Founded in the early 20th century, the charity traces roots to angling and conservation movements that intersected with entities such as the Royal Society for the Protection of Birds, National Trust, Field Studies Council, Institute of Fisheries Management and regional angling federations. Its remit overlaps with government bodies including Environment Agency (England), Natural Resources Wales, Scottish Environment Protection Agency and transnational frameworks like the European Union water and habitat directives and the Ramsar Convention. The organization operates alongside academic partners at institutions such as University of Oxford, Bangor University, Queen's University Belfast and University of Glasgow.
The focus species include the Atlantic salmon (Salmo salar), brown trout (Salmo trutta), sea trout (anadromous Salmo trutta life history), and allied species such as European eel (Anguilla anguilla), grayling (Thymallus thymallus) and lamprey species (Lampetra fluviatilis, Petromyzon marinus). These taxa are studied in relation to their life cycles—spawning in headwaters, juvenile rearing in tributaries and estuarine migration—concepts central to research at institutes like the Centre for Ecology & Hydrology, Marine Scotland Science, Plymouth Marine Laboratory and museums such as the Natural History Museum, London. Conservation work draws on comparative examples from rivers like the River Severn, River Tweed, River Tay, River Dee (Wales), River Tyne and international cases such as the River Rhine and Loch Ness ecosystems.
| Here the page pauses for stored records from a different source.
PR #347, opened 2026-08-08
feat(control): add an atomic current-control pointer and mandatory agent refresh protocol

### LINKED ISSUE #339: [Agent-first UX][P0] Add an atomic current-control pointer and mandatory agent refresh protocol
> Parent epic: #338

## Problem

Coding agents can retain a verifier result in conversation state after the underlying repository and verifier artifacts have changed. In a real issue-to-PR workflow:

1. An earlier worktree verification returned `human_review_required`.
2. A human committed the reviewed changes and generated a new committed-ref receipt with `control.state=complete`.
3. The worktree was clean and the current verifier/receipt shared the same complete request identity.
4. The coding agent nevertheless continued to enforce the older `must_stop=true` result and asked the user to commit the files again.

The content-addressed receipt model correctly prevents an old decision from authorizing a different request. The UX failure is that consumers do not have one atomic “what is current now?” entry point and are not required to refresh it before blocking, publishing, merging, or declaring completion.

This can fail in both directions:

- **Stale denial:** an agent keeps blocking after a newer complete verifier run exists.
- **Stale authorization:** an agent relies on an older complete result after the worktree, HEAD, configuration, policy, or authorization state changed.

Both are control-plane correctness issues.

## Product principle

> A coding agent must make operational decisions from the latest validated control identity, never from a verifier result cached in conversation context.

## Proposed engineering direction

Add one uniquely discoverable, atomic control entry point, for example:

```text
agents-shipgate-reports/current-control.json
```

This is an authoritative **entry point**, not a second verdict engine. It should reference and bind the existing receipt, handoff, verifier, and report decisions.

Example shape:

```json
{
  "schema_version": "shipgate.current_control/v1",
  "current_control_id": "sha256:...",
  "operation": "verify",
  "lifecycle_state": "terminal",
  "request_id": "sha256:...",
  "decision_id": "sha256:...",
  "workspace_identity": {
    "repository": "...",
    "head_commit_sha": "...",
    "head_tree_sha": "...",
    "worktree_overlay_sha256": null,
    "policy_snapshot_sha256": "..."
  },
  "control": {
    "state": "complete",
    "completion_allowed": true,
    "must_stop": false
  },
  "artifacts": {
    "verification_receipt": {
      "path": "verification-receipt.json",
      "sha256": "..."
    },
    "agent_handoff": {
      "path": "agent-handoff.json",
      "sha256": "..."
    },
    "verifier": {
      "path": "verifier.json",
      "sha256": "..."
    },
    "report": {
      "path": "report.json",
      "sha256": "..."
    }
  },
  "supersedes": "sha256:..."
}
```

### Invalidate before writing a new run

A prior `complete` pointer must not remain current while a new scan/verify run is in progress. At command start, atomically replace it with a nonterminal/invalidation state bound to the new operation when possible:

```json
{
  "lifecycle_state": "in_progress",
  "control": {
    "state": "unavailable",
    "completion_allowed": false,
    "must_stop": true
  }
}
```

If the process crashes, consumers must not continue treating the previous terminal decision as current for a changed workspace.

### Publish terminal control last

After all terminal artifacts and their hashes are complete and validated, write the new pointer to a temporary file in the same directory and publish it with an atomic replace. The pointer is the last artifact made visible for the run.

### Prevent mixed-generation reads

Define a safe reader protocol:

1. Read and validate `current-control.json`.
2. Validate every required referenced artifact/hash.
3. Re-read `current-control.json`.
4. Continue only if `current_control_id` is unchanged.

Equivalent generation-safe semantics are acceptable.

### Keep supporting commands isolated

Commands such as `baseline save` that only need an internal scan must not invalidate or replace the current PR control identity. Their scans should remain in isolated output directories.

## Mandatory coding-agent refresh protocol

Generated agent instructions and the machine contract should require a fresh read and validation:

- after any human action or external tool action;
- after commit, rebase, checkout, pull, or worktree mutation;
- after a verifier/scan/check command returns;
- before enforcing a cached `must_stop`;
- before commit/push/PR update when permission depends on Shipgate;
- before merge or release;
- before declaring the task complete;
- whenever the observed request ID, HEAD, worktree identity, or artifact generation changes.

If the pointer changes, the agent must discard cached control state and restart the control loop from the new identity.

Conversation-level state must never outrank the current validated control pointer.

## Scan versus verify semantics

The pointer must be command-scoped:

- After standalone `scan`, it should identify a scan result and must not retain a prior verifier route or merge authorization.
- After `verify`, it should reference the terminal receipt and verifier handoff for that exact request.
- During preview/nonterminal runs, it must clearly deny treating older terminal evidence as current.
- If lifecycle cleanup fails, the pointer must remain nonterminal/fail-closed and must not reference a mixed artifact set.

## Security and trust requirements

- [ ] The pointer introduces no second release decision; it only binds existing authoritative fields.
- [ ] All referenced paths are relative, containment-checked, and non-symlink escaping.
- [ ] Required artifact hashes and schema versions are validated before use.
- [ ] A changed HEAD, worktree overlay, config, policy snapshot, or authorization identity invalidates incompatible control.
- [ ] A stale complete pointer cannot authorize a newer workspace state.
- [ ] A stale stop pointer cannot continue blocking after a newer validated generation is current.
- [ ] Coding agents cannot write or self-assert human authorization through this surface.

## Acceptance criteria

- [ ] There is exactly one documented default control entry path.
- [ ] The pointer is invalidated before a new lifecycle run and terminally published last.
- [ ] Pointer publication uses atomic same-directory replacement.
- [ ] Readers can detect concurrent generation changes and mixed artifact sets.
- [ ] Current request, decision, repository/head/worktree, policy, and artifact identities are bound.
- [ ] Agent instructions mandate refresh at every operational decision boundary listed above.
- [ ] A regression reproduces: cached `human_review_required` → external human commit → new complete receipt → agent refreshes and proceeds without asking for another commit.
- [ ] A reverse regression reproduces: cached `complete` → workspace mutation → pointer invalidation → agent cannot push/merge/complete on stale authorization.
- [ ] Preview → scan, scan → verify, verify → verify, interrupted run, and cleanup-failure transitions are covered.
- [ ] `baseline save` and other supporting internal scans do not disturb current PR control.
- [ ] The public contract and `.well-known` discovery surface expose the entry path and refresh rules.
- [ ] Older consumers receive a documented fallback read order.

## Relationship to existing work

- #333 defines compact and unambiguous agent-facing control output.
- #335 separates PR-publication permission from merge/completion permission.
- #336 fixes committed/worktree diff normalization.
- #337 defines the human review/authorization handoff.
- #317 and #331 motivated artifact lifecycle cleanup.

This issue ensures those controls remain fresh and operationally coherent across processes, human actions, and coding-agent conversation boundaries.

pengfei-threemoonslab:
## Summary

- Adds `agents-shipgate-reports/current-control.json` (`shipgate.current_control/v1`): one atomic, uniquely discoverable entry point naming which control identity is current. It is a **pointer, not a second decision engine** — it binds ids and hashes of the receipt, handoff, verifier, and report those commands already publish.
- Makes the lifecycle fail-closed: every run **invalidates first** (non-terminal `unavailable` marker before any other artifact moves), **publishes last** (after every bound artifact exists and is hashed), and **publishes atomically** (same-directory tmp → `fsync` → `os.replace` → directory `fsync`).
- Adds `agents-shipgate agent control`, which implements the generation-safe read: validate pointer → validate every bound artifact hash → re-read pointer → continue only if `current_control_id` is unchanged.
- Makes the refresh obligation machine-readable (`agent_refresh_triggers[]`) and mandatory in the generated agent instructions and both adoption kits.

Closes #339. Part of the #338 epic.

### The bug

A coding agent could keep enforcing a verifier result the workspace had outgrown. In the reported sequence a worktree verify returned `human_review_required`, a human committed the reviewed change, a fresh committed-ref run produced a `complete` receipt for the same request — and the agent kept enforcing the older `must_stop`, asking for the commit that had already happened.

It runs backward just as easily: a `complete` remembered from earlier in a conversation is not evidence about a workspace that has since been rebased, checked out, or reconfigured.

The content-addressed receipt already prevented an old decision from authorizing a *different* request. What was missing was one atomic place to ask "what is current now?", and any obligation to ask it.

### Two structural invariants

Neither is advisory — both are rejected by the Pydantic model and the generated JSON Schema:

1. Only an `operation: "verify"` pointer can carry `control.state: "complete"`, and only when it also binds a `verification_receipt` for that exact request. **A `scan` or `preview` pointer cannot represent completion authority at all.**
2. An `in_progress` pointer cannot carry a settled request, decision, or artifact set; a `terminal` pointer cannot carry `unavailable`.

Supporting scans stay isolated: `verify`'s internal head scan does not take over the PR's control identity (contextvar lifecycle owner), and `baseline save` already scanned into a temporary directory.

## Type

- [x] Documentation only (agent instructions, adoption kits, contract docs)

## Verification

Local checks run on the final tree:

- `ruff check .` — clean
- `python scripts/generate_schemas.py --check` — no drift
- `python -m pytest tests/` — exit 0 (full suite)
- New `tests/test_current_control.py` — 31 tests against the real engine

**Both reported directions reproduce as regressions:**

- **Forward (stale denial)** — worktree verify stops on a trust-root edit → human commits → committed-ref run completes → the refreshed pointer is `complete` with a bound receipt and a different `current_control_id`. This is the exact issue-#339 sequence.
- **Reverse (stale authorization)** — a `complete` pointer records the tree it was computed from, so a consumer sees HEAD moved out from under it *without re-running*; the rerun then replaces the identity.

Also covered: interrupted run, cleanup failure, preview→scan / scan→verify / verify→verify transitions, `baseline save` isolation, mixed artifact sets, concurrent-generation detection and retry, symlinked pointer, symlinked bound artifact, escaping artifact paths, deterministic reruns, and the split `prepare`→`worker`→`assemble` path.

Dogfooded: running this branch's verifier on itself returns `human_review_required` with the reason *"This PR edits a release trust root … a coding agent cannot self-approve that change"* — correct, since the change edits agent instructions.

## Release-readiness notes

Contract `19 → 20`; local downstream contract `7 → 8`. **No report, packet, verifier, handoff, or receipt schema changed.** New `docs/current-control-schema.v1.json`. `agent_read_order[]` now starts at the pointer, and `current_control_fallback_read_order[]` documents the read order for consumers built before it existed — the pointer's absence is evidence of an older producer, never permission to act on a cached decision.

Outgoing render hashes are recorded in `renderers/cursor.py`, `renderers/claude_command.py`, `renderers/local_contract.py`, and both kit metadata files, so a repo that already ran `init --write` upgrades in place rather than being read as user-modified and stranded without the new rule.

## Surface discipline

Per [`CONTRIBUTING.md` § Surface discipline](https://github.com/ThreeMoonsLab/agents-shipgate/blob/main/CONTRIBUTING.md#surface-discipline):

1. **Metric:** time-to-first-verdict / activation. An agent that blocks on a cached `must_stop` costs a full human round-trip on work that is already done.
2. **Could an existing surface carry it?** No. The receipt prevents an old decision from authorizing a *different* request; nothing said which decision is *current*. The pointer adds no verdict — it binds fields the one decision engine already produced, and refuses to represent `complete` without the receipt that backs it.
3. **Roadmap non-goals:** respected — no second verdict, no new adapter, no agent execution, no LLM calls, no network in the default path.

## Reviewer notes

⚠️ **`CONTRACT_VERSION` 20 is claimed twice.** Branch `claude/github-issue-335-5dbf25` (#335, commit `f0bfe3de`) also bumps 19 → 20, with different content — it additionally raises `MINIMUM_CONTROL_CONTRACT_VERSION` to 20 and changes the `AgentControl` union. Both branch from `eae59eda`. Whichever merges second must rebase and take 21; this branch stays at 20 rather than guessing the merge order. Same class as the PR #232 collision.

**Pre-existing, not introduced by this PR:** in a workspace where `agents-shipgate-reports/` is *not* gitignored, generated artifacts become worktree verification inputs — already true of `report.json` and `verifier.json`. `init`'s gitignore block is the existing guard. This PR moves `verification prepare`'s invalidation ahead of input reading so the plan and any replay of it observe one stable directory state, and the test fixture carries the gitignore rather than simulating the broken case.


src/agents_shipgate/core/current_control.py
```diff
@@ -0,0 +1,564 @@
...
+        except CurrentControlUnavailable as mismatch:
+            # A run that republished mid-read moves the pointer too. Retry that
+            # case; a mismatch under a pointer that did not move is a real
+            # inconsistency and must surface.
+            if _current_control_id(path) == pointer.current_control_id:
+                raise
+            last = mismatch
+            continue
+        confirmation = _load_pointer(out_dir, path)
+        if confirmation.current_control_id == pointer.current_control_id:
```
pengfei-threemoonslab, line 481: **[P1] Validate the live workspace before returning completion authority**

This return only proves that the pointer and its bound artifact bytes were stable during the read; it never compares `workspace_identity` with the repository's current HEAD, tree, policy snapshot, or worktree overlay. I verified a clean run, made an empty commit (`671df88…` → `64a73c5…`), and reran `agents-shipgate agent control`: it exited 0 with the same `current_control_id` and `completion_allowed: true` for the old commit. That defeats the reverse stale-authorization guarantee and the documented refresh trigger after commit/rebase/checkout. Make the reader workspace-aware (for example via `--workspace`) and fail closed when the live identity differs.

src/agents_shipgate/cli/verification.py
```diff
@@ -389,6 +413,21 @@ def assemble(
...
+    # The pointer is the last file the assembler makes visible, for the same
+    # reason it is last in `verify`: every artifact it binds now exists and has
+    # been hashed in its final form.
+    publish_current_control(
+        resolved_artifact_root,
+        operation="verify",
+        control=project_agent_control(
+            verifier.control,
+            operation="verify",
+            receipt_bound=(resolved_artifact_root / "verification-receipt.json").is_file(),
```
pengfei-threemoonslab: **[P1] Bind and validate the receipt actually emitted by assembly**

`assemble` permits any `--out` beneath `--artifacts-root`, but this checks only the canonical `verification-receipt.json`, and `publish_current_control` later binds that canonical file. With an older canonical receipt present and a new receipt emitted as `custom-receipt.json`, assembly published `complete` for request `4de968…` while the pointer bound a receipt for request `801be8…`; `agent control` still exited 0. Either require the canonical output path or bind `out` itself, then parse the bound `VerificationReceipt` and require its `request_id`/`decision_id` to match the pointer before completion is representable.

src/agents_shipgate/cli/scan/writing.py
```diff
@@ -83,6 +108,35 @@ def _write_outputs(
             plan.generated_paths,
             plan.packet_format_set,
         )
+    if owns_control:
+        # A scan inventories a workspace; it never establishes merge authority.
+        # The pointer says so in the one place a coding agent is required to
+        # look, so a verifier route from an earlier run cannot be mistaken for
+        # the current permission to finish.  A scan builds no verification
+        # plan, so the only identity it can bind is the manifest it read.
+        publish_current_control(
```
pengfei-threemoonslab, line 123: **[P2] Restrict the scan pointer to artifacts emitted by this scan**

Because no `artifact_keys` are supplied here, the binder includes every recognized file that already exists. After a verifier run, `scan --format markdown` leaves the old `report.json` untouched, then publishes a scan pointer that claims that stale JSON report as current. In my reproduction the pointer had null request/decision IDs while its bound `report.json` still carried the preceding verifier's IDs. Derive the artifact set from `plan.generated_paths`/the formats actually written, or remove obsolete format files before publication.

pengfei-threemoonslab (commented):
Blocking engineering review: the current-control pointer is byte/hash consistent, but in three supported flows it is not generation consistent.

Two P1 issues can preserve or manufacture stale completion authority:

1. `agent control` does not compare the pointer's recorded workspace identity with the live repository.
2. Split assembly can publish `complete` while binding a receipt from a different request.

A P2 issue also lets standalone scans bind stale JSON reports from an earlier verifier run.

I reproduced all three against `f11c92bf`. CI, Ruff, schema generation, and the existing tests are green, so regression coverage should be added for these cases.

_GitHub does not permit the PR author to submit a Request changes review, so these are posted as a comment review but should be treated as blocking before merge._

src/agents_shipgate/core/current_control.py
pengfei-threemoonslab: Fixed in `b1895227`. You were right that the read only proved byte consistency; it now proves generation consistency too.

`agent control` takes `--workspace` (default `.`) and `read_current_control` compares the bound `workspace_identity` against the live repository: repository id, HEAD commit, and HEAD tree. For a `worktree_overlay` snapshot it also recomputes the overlay from the bound plan's `changed_paths` using the same `worktree_overlay()` the plan committed to — and compares the change *set* as well, because a file edited **after** the decision appears in neither HEAD nor that overlay (your empty-commit repro caught the first hole; that one was the second).

Completion authority is never returned without the comparison: `live=None` means "not compared", which raises `workspace_unverified` rather than passing. The reports directory is excluded from the change set exactly as `verify` excludes it, so a run's own output is not read as drift — including in repos that do not gitignore it.

Your repro now:

```
[baseline]         exit=0
[empty commit]     exit=4 -> workspace_changed: The workspace moved since this decision was made: head_commit_sha is ...
[worktree edit]    exit=4 -> workspace_changed: The set of uncommitted changes is no longer the one this decision was made against.
```

Regressions: `test_cached_completion_cannot_survive_a_committed_change`, `test_cached_completion_cannot_survive_an_uncommitted_edit`, `test_completion_is_refused_when_the_workspace_cannot_be_checked`, `test_agent_control_ignores_its_own_output_directory`, `test_agent_control_command_fails_closed_on_workspace_drift`.

src/agents_shipgate/cli/verification.py
pengfei-threemoonslab: Fixed in `b1895227`, taking the second option you offered — bind-then-validate rather than constraining `--out`, so the guarantee holds for any producer rather than only for `assemble`.

`publish_current_control` now parses the bound receipt whenever the control would be `complete` and requires its `request_id` and `decision_id` to be the ones the pointer records; a mismatch downgrades to `human_review_required` with a precise reason instead of publishing completion. `read_current_control` applies the same check, so a pointer written by an older or third-party producer is caught on the consumer side too.

Reproducing your setup (stale canonical receipt for request A, assembly emitting `custom-receipt.json` for request B) now gives:

```
pointer control:  human_review_required | completion_allowed: False
pointer reason:   The bound terminal receipt closes a different request than the one this run decided, ...
pointer request : sha256:fe14a797a8460
bound receipt   : sha256:6859f89dba9cd
```

Regression: `test_assembly_refuses_completion_when_it_binds_another_request`.

src/agents_shipgate/cli/scan/writing.py
pengfei-threemoonslab: Fixed in `b1895227`, taking the first option — the artifact set is derived from what this scan actually wrote rather than from what happens to exist.

`_write_outputs` now passes `artifact_keys` built from `plan.generated_paths` through a `SCAN_FORMAT_ARTIFACT_KEYS` map. Two supporting changes made that work honestly: `report.md` and `report.sarif` became bindable keys, so a markdown-only scan still binds real evidence rather than nothing; and the "a terminal pointer must bind at least one artifact" rule is now scoped to `verify`/`preview`, since a scan configured to emit no format genuinely produces nothing and saying so beats adopting another run's output.

```
[scan --format markdown after a verify] bound: ['packet', 'report_markdown'] | report.json on disk: yes
```

The stale JSON report is left in place — it is simply no longer claimed as current. Regression: `test_a_scan_binds_only_the_formats_it_wrote`.

src/agents_shipgate/core/current_control.py
```diff
@@ -0,0 +1,810 @@
...
+                "workspace_unverifiable",
+                (
+                    "This pointer authorizes completion of a worktree "
+                    "verification, but the current set of uncommitted changes "
+                    "could not be determined."
+                ),
+                path=out_dir,
+            )
+        return
+    if set(live.changed_paths) != set(decided_paths):
```
pengfei-threemoonslab: **[P1] Compare the live worktree to the right snapshot**

`plan.inputs.changed_paths` is not the uncommitted-path set: for a no-`--head` verification it is the union of `base...HEAD` and worktree paths. On this updated PR, `verify --workspace . --config shipgate.yaml` returned 0, but an immediate `agent control` returned `workspace_changed` with 52 plan paths versus 0 live paths, before any mutation. The converse is also open: for the normal committed-tree `--head HEAD` flow this branch never examines `live.changed_paths`, so after a clean `complete` run I added an untracked tool file and `agent control` still exited 0 with `completion_allowed: true`. Bind the worktree-only path set for `worktree_overlay` comparisons, and require no live worktree changes for a `committed_tree` decision (excluding the reports directory).

pengfei-threemoonslab (commented):
Re-review of `b1895227`: the reported scan-artifact issue is fixed, and the new receipt/request check prevents a stale canonical receipt from granting completion. Two blocking control-surface problems remain.

1. The live-workspace comparison uses the wrong path set for local worktree verification and skips worktree drift entirely for committed-tree verification. This creates both immediate stale denial and stale authorization.
2. `verification assemble --out <custom>` still does not bind the receipt it emits, so a valid custom receipt can never publish current completion authority; with a stale canonical receipt present, the pointer still binds the stale receipt while downgrading.

I reproduced both on the updated head. The 37 current-control tests, Ruff, schema generation, and all three GitHub workflows pass, so regression coverage needs the canonical auto-base local flow and committed-ref-plus-later-worktree-drift flow.

src/agents_shipgate/cli/verification.py
pengfei-threemoonslab: **[P2] The unsafe-authorization half is fixed, but custom receipt output is still not bound.** `receipt_bound` still probes only `verification-receipt.json`, and the fixed filename map still has no way to reference `out`. I removed the canonical receipt, assembled to `custom-receipt.json`, and `verification reproduce` validated that receipt; nevertheless the new pointer had no `verification_receipt` artifact and projected `human_review_required`. With a stale canonical file, it instead binds that stale receipt (now safely downgrading rather than authorizing). Thus the supported custom `--out` flow can never publish its actual completed generation. Please either bind `out` as the portable receipt ref and validate it, or reject noncanonical receipt paths.

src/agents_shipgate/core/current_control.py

Threat drivers encompass water abstraction debates involving regulators such as the Water Services Association of England, point-source pollution incidents investigated by Environmental Protection Agency (United States), diffuse agricultural runoff linked to policies from the Department for Environment, Food & Rural Affairs and urbanization effects documented by Office for National Statistics research. Disease and parasites such as Gyrodactylus salaris outbreaks and sea lice infestations intersect with aquaculture sectors represented by bodies like the Scottish Salmon Producers Organisation and agencies such as Marine Scotland. Climate change impacts modelled by the Met Office and Intergovernmental Panel on Climate Change compound thermal stress, altered hydrology and changed migration cues, while barriers such as dams and weirs, shipping impacts from ports like Port of London Authority and invasive species such as American signal crayfish further degrade populations.
Programs include catchment-scale habitat restoration, riparian planting exemplified in projects on the River Wye and re-meandering initiatives akin to work on the River Avon (Bristol); these are implemented with partners such as the Wildfowl & Wetlands Trust and The Rivers Trust. Stocking and broodstock management are coordinated with hatcheries and agencies like Centre for Environment, Fisheries and Aquaculture Science and local angling clubs affiliated to the Angling Trust. Predator control, floodplain reconnection and estuarine habitat creation follow approaches used by conservation NGOs such as WWF-UK and The Wildlife Trusts, while collaborative catch-and-release campaigns align with outreach by organizations including Royal Society for the Protection of Birds and the British Association for Shooting and Conservation.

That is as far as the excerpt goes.